My whole childhood was so awkward, and I never fit in because I was so different then everyone else, I wan't interested in sports like football and soccar, I was interested in things like art and music. I was a mediocre student, while everyone around me would freak out when they got a A- on something. I was so different that I was isolated and considered weird and I sort of stopped being social altogether. I got depressed, and even suicidal for few years during elementary school. I didn't connect with anyone, not even my parents. I couldn't talk to anyone about the way I felt. I hated the majority of everyone. They all just seemed to be so mean, so focused on being on top. When I saw a group of friends laughing over some stupid thing, just being "silly", it would anger me. When a guy would date a girl just to run up to his friends the next day and tell them about it, it would depress me. My life was absolute hell, I felt as if the world was created for everyone but me. But I felt as if I truly had a friend (I know that sounds stupid) when I read The Catcher in the Rye for the first time in ninth grade. Holden Caulfield just hit the nail right on the head. His conception of the world was so spot on; jackasses thrive to live happy and create more jackasses, while the good ones, the ones who don't pretend to be something they're not, are looked down upon and considered "punks". Holden was left to rot in a mental instution, after about two hundred and twenty pages of explanation of why he's the only sane person around. And the story was never sugarcoated. It didn't end with something dumb like Holden finally finding the perfect girl, or finally setting things right with school and his parents. No, it was a perfect portrait of reality; things don't end on a good note. The novel completely turned my world upside down. It made me stop feeling unsatisfied and dissapointed with the "innequities" of my life, and made me feel proud of them. Proud of being different, and proud of being "weird". It made me feel not like I was better than everyone, but that that everyone was just lost and I was the only person who truly knew where I was going. The Catcher in the Rye is the only book I can truly take seriously and not consider "just a book". It's more than that to me.


----------



## Lord Raiden (Jun 13, 2009)

I remember being forced to read this for a literature class.  I know a lot of people say it was a great book, but I don't think I stopped twitching until weeks after the class was over.  >.<


----------



## The Wrong Writer (Jun 13, 2009)

Agreed.  It was OK in lit class.  Little boring, but not as much Silas Marner and Moby Dick and that other crap.
But I've never understood all the people raving about what a great book it was.  Wonder what they'd think if they read it again now.


----------



## strangedaze (Jun 13, 2009)

Never got the whole Catcher in the Rye thing either.
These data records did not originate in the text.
PR #821, opened 2019-01-09
Add future dependency

bridadan:
The Python 2 tests are currently failing for all PRs because mbed-cli uses the `builtins` module that comes with the `future` package. This was not listed in the `install_requires`, so I've added it.

FYI @screamerbg @theotherjimmy


bridadan:
Oh hang on a minute, this isn't failing for this reason. Its failing because it isn't installing the mbed os python dependencies.

PR #824, opened 2019-01-14
Include tests in PyPI tarball

dotlambda:
This is useful for downstream distributions to test if the package works correctly with their build recipe. Also, it provides a way to test if the dependencies as they are packaged by the distribution are compatible.

### DIFF
--- a/MANIFEST.in
+++ b/MANIFEST.in
@@ -1,1 +1,2 @@
 include README.md LICENSE pypi_readme.rst
+graft test


bridadan:
Hi @dotlambda, could you explain your use case a bit more? Which distribution in particular are you interested in supporting? And how will you be running the tests? If we do merge this, I'd like to be able to make sure we don't break how you run tests as well. Thanks!

theotherjimmy:
seems fine to me too.

PR #4, opened 2022-05-16
Feature/cxip 185 migrate to hardhat

ACC01ADE:
## Describe Changes

The bridge protocol has been migrated into a hardhat environment

- Deployment now runs through hardhat.
- Contracts are compiled from `src` dir into `contracts` dir every time `yarn compile` is run.
- `hardhat-deploy` has been forked into `hardhat-deploy-holographed` to allow for `HolographGenesis`-based deployment.
- Custom plugin was created for injecting code and automating code before compile.
- Prettier has been enabled into the project, and code can be formatted via `yarn prettier:fix` command.


ACC01ADE:
As of this moment, the repo is ready to merge with main branch. Hardhat is officially implemented in it's entirety. Also added first set of tests to ensure deployment succeeds and that deployed bytecode matches the compiled artifacts.

alexanderattar:
I noticed that the prettier doesn't seem to be working. I think there's errors in the .prettierrc. When I have a minute I can give it a closer look and fix

ACC01ADE:
> I noticed that the prettier doesn't seem to be working. I think there's errors in the .prettierrc. When I have a minute I can give it a closer look and fix

I was using the CLI version of prettier so the settings that editors use with the `prettier.` prepended in the variable names were not working for me. Ended up having to remove those in order for it to properly work. I can re-introduce those versions in as well so that this would work inside an editor and on command line simultaneously.

alexanderattar:
Aha gotcha! I think this should be good to go then @thisisvitto

sogoiii (approved):
@thisisvitto I was able to run everything from a fresh start. FYI i modified how the tests describe and its were organized. 

You are free to approve when you see this. I look froward to the other tests.

PR #13, opened 2022-08-23
adding job nonce to HolographBridge

ACC01ADE:
## Adding Job Nonce to Bridge Requests

We are adding job nonce to all bridge request to ensure that a unique jobPayloadHash is generated each time and makes it easier to catalog cross-chain requests individually.

- Adding _jobNonce to HolographBridge smart contract
- Implemented the use of nonce in all BridgeIn calls


hardhat.config.ts
```diff
@@ -167,11 +164,6 @@ const config: HardhatUserConfig = {
       chainId: networks.mumbai.chain,
       accounts: [MUMBAI_PRIVATE_KEY],
     },
-    fuji: {
```
alexanderattar: why was fuji removed here?

alexanderattar:
Changes generally make sense to me

alexanderattar (approved):
lg

hardhat.config.ts
ACC01ADE: oops, fixed it

PR #29, opened 2022-09-06
Fix typo and add testnet section

alexanderattar:


sogoiii (approved):
Good catch on on the branch name.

I like his short stories waaaay better.


----------



## Mike C (Jun 13, 2009)

Lord Raiden said:


> I remember being forced to read this for a literature class.



I'd suggest anyone forced to read it in college re-read it for pleasure. Your opinion may turn out to be quite different. It is actually a very good book.


----------



## Dr. Malone (Jun 13, 2009)

Great book, but it didn't deeply affect me on any level.


----------



## seigfried007 (Jun 13, 2009)

I don't get the fascination with it either. Maybe, if I'd read it as an angsty teenager, I'd enjoy it more and think it meant something, but, as an adult with actual responsibilities who is trying to raise children up in the best way I know, it's kind of insulting and worthy of much eye-rolling.


----------



## Dr. Malone (Jun 13, 2009)

If a certain Catcher fan had killed McCartney instead of Lennon, I'd probably be a bigger fan of the book.


----------



## RogueGunslinger (Jun 13, 2009)

*Nope.*



> Has Catcher in the Rye deeply affected anyone of you?



Not in the slightest.


----------



## Robosquad (Jun 15, 2009)

It's an amazing book, but I don't think I can say that anything I've read has "deeply affected" me.  There are a lot of things I hold as very emotional, incredible pieces of art.  But I would never change my actions or lifestyle to suit them.



Lord Raiden said:


> I remember being forced to read this for a literature class. I know a lot of people say it was a great book, but I don't think I stopped twitching until weeks after the class was over. >.<


WRONG.


----------



## Tom88 (Aug 17, 2009)

I'm glad you connected with it panicnight. I would never mock anyone for feeling such a feeling, I think it's great. It's the ultimate accolade to a writer. And it's inspiring to know that an author's fan base can be truly moved or affected by a piece of literature. It would probably be a far more commonplace sentiment if books were more prevalent in today's culture than television and other technologies.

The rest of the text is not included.